On Thursday, August 27, 2015 09:40:33 PM Greg Plowman wrote:
> Firstly, I hope it's OK to revive this thread.
> 
> @parallel doesn't do dynamic load balancing.
> So I'm still interested in a pmap_reduce() or equivalent which does dynamic
> allocation to workers AND reduces on the fly.
> 
> Just to be clear:
> The "chunks" of work given to each worker might vary in execution time.
> The workers might vary in their execution speed.
> 
> It's difficult to optimally split job into chunks to assign to workers
> upfront.
> 
> Although pmap does assign chunks of work dynamically, it's still not
> optimal if the number of chunks is of the same order of the number of
> workers.
> It's very possible a slow worker will be left running a long "chunk". Or
> simply that only some workers will be required to finish any remaining
> chunks, leaving other workers idle.
> 
> It seems more granularity may help. i.e.
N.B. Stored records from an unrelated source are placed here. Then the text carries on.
PR #8823, opened 2022-12-06
Update rubygem-dynflow to 1.6.8

adamruzicka:
CPs:
- 3.5


packages/foreman/rubygem-dynflow/rubygem-dynflow.spec
```diff
@@ -1,101 +1,60 @@
...
+%exclude %{gem_instdir}/.github
 %exclude %{gem_instdir}/.gitignore
-%exclude %{gem_instdir}/.github/install_dependencies.sh
-%exclude %{gem_instdir}/.github/workflows/ruby.yml
-%exclude %{gem_instdir}/.github/workflows/release.yml
 %exclude %{gem_instdir}/.rubocop.yml
 %exclude %{gem_instdir}/.rubocop_todo.yml
-%exclude %{gem_instdir}/Dockerfile
-%exclude %{gem_instdir}/docker-compose.yml
+%{gem_instdir}/Dockerfile
```
ekohl, line 53: I'd exclude this:
```suggestion
%exclude %{gem_instdir}/Dockerfile
```

packages/foreman/rubygem-dynflow/rubygem-dynflow.spec
```diff
@@ -1,101 +1,60 @@
...
 %license %{gem_instdir}/MIT-LICENSE
 %{gem_instdir}/extras
 %{gem_libdir}
-%{gem_instdir}/web
+%exclude %{gem_instdir}/web
```
ekohl, line 57: I have some vague recollection that this is actually needed for the web console to function. Are you sure this can be excluded?

packages/foreman/rubygem-dynflow/rubygem-dynflow.spec
```diff
@@ -1,101 +1,60 @@
...
-%exclude %{gem_instdir}/.github/install_dependencies.sh
-%exclude %{gem_instdir}/.github/workflows/ruby.yml
-%exclude %{gem_instdir}/.github/workflows/release.yml
 %exclude %{gem_instdir}/.rubocop.yml
 %exclude %{gem_instdir}/.rubocop_todo.yml
-%exclude %{gem_instdir}/Dockerfile
-%exclude %{gem_instdir}/docker-compose.yml
+%{gem_instdir}/Dockerfile
 %license %{gem_instdir}/MIT-LICENSE
 %{gem_instdir}/extras
```
ekohl, line 55: I wonder: should this be in the doc subpackage?

packages/foreman/rubygem-dynflow/rubygem-dynflow.spec
```diff
@@ -105,11 +64,15 @@ cp -pa .%{gem_dir}/* \
 %doc %{gem_instdir}/README.md
 %{gem_instdir}/Rakefile
 %doc %{gem_instdir}/doc
-%{gem_instdir}/dynflow.gemspec
+%doc %{gem_instdir}/docker-compose.yml
```
ekohl, line 67: I'd exclude this

adamruzicka:
Ah, ok, will do

packages/foreman/rubygem-dynflow/rubygem-dynflow.spec
adamruzicka: extras? They contain configuration for statsd exporter and sources of a tool for decoding msgpack in csv dumps. The tool is packaged as a separate package so the sources should probably be excluded here. Statsd exporter config could probably live in doc, I don't really feel strongly about this

packages/foreman/rubygem-dynflow/rubygem-dynflow.spec
```diff
@@ -1,99 +1,58 @@
...
+Requires: ruby >= 2.3.0
+BuildRequires: ruby >= 2.3.0
+BuildRequires: rubygems-devel
 BuildArch: noarch
-Provides: %{?scl_prefix}rubygem(%{gem_name}) = %{version}
 # end specfile generated dependencies
 
-# Optional dependency that we always pull in
-Requires: %{?scl_prefix}rubygem(statsd-instrument)
-Requires: dynflow-utils
```
evgeni, line 42: This seems like something we want to keep, no?

evgeni:
LGTM, but I'll leave the final review to Ewoud who did a more in-depth look yesterday.

ekohl (approved):
Thanks!

ekohl:
And I just realized I merged multiple commits instead of a single one.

Splitting job into many chunks so
> that #chunks >> #workers.
> But then pmap becomes unviable because it returns an array of results for
> each chunk, which requires too much memory.
> I don't need the intermediate results, so I could reduce on the fly.
> 
> Hence my interest in a version of pmap which returns the final reduced
> result only.
> Is it possible to comment on my original question about a modified pmap?
> 
> Or have I misunderstood pmap &/or @parallel? Or are there other options?
> 
> Thanks, Greg
> 
> On Friday, July 17, 2015 at 3:09:03 PM UTC+10, Greg Plowman wrote:
> > Thanks Jameson.
> > 
> > My error was from the line: trialCounts = MySimulation(trial, numIter)
> > Error message: trialCounts not defined
> > 
> > This had something to do with the variable name (used later, perhaps if
> > statements guarding scope and now local)
> > In any case, if I change variable name, it works: counts = MySimulation(
> > trial, numIter)
> > 
> > 
> > Thanks again for your help.
> > 
> > Greg
> > 
> > 
> > 
> > On Friday, July 17, 2015 at 2:48:44 PM UTC+10, Jameson wrote:
> > 
> > i believe that length(chunks) will be <= nworkers()
> > 
> > the last statement of the for loop should be the "return" value from that
> > iteration. (for example: the variable name `trialCount`).
> > 
> > On Fri, Jul 17, 2015 at 12:12 AM Greg Plowman <[email protected]> wrote:
> > 
> > OK thanks.
> > I didn't consider @parallel (probably because I considered it for only
> > large trials of small work units, whereas I considered pmap more suited to
> > relatively small trials of longer running work units)
> > In any case, @parallel works fine.
> > 
> > Old pmap code skeleton:
> > trialCounts = pmap(MySimulation, [1:numTrials], fill(numIter, numTrials))
> > totalCounts = sum(trialCounts)
> > 
> > New @parallel code
> > totalCounts = @parallel (+) for trial = 1:numTrials
> > 
> >     MySimulation(trial, numIter)
> > 
> > end
> > 
> > 
> > 
> > However, I have 2 questions:
> > 
> > 1. When I try to modify @parallel code to assign the result to a variable
> > inside the loop, I get an error.
> > I don't understand the @parallel macro, but I'm guessing I can't assign to
> > variable inside loop?
> > 
> > totalCounts = @parallel (+) for trial = 1:numTrials
> > 
> >     trialCount = MySimulation(trial, numPlays)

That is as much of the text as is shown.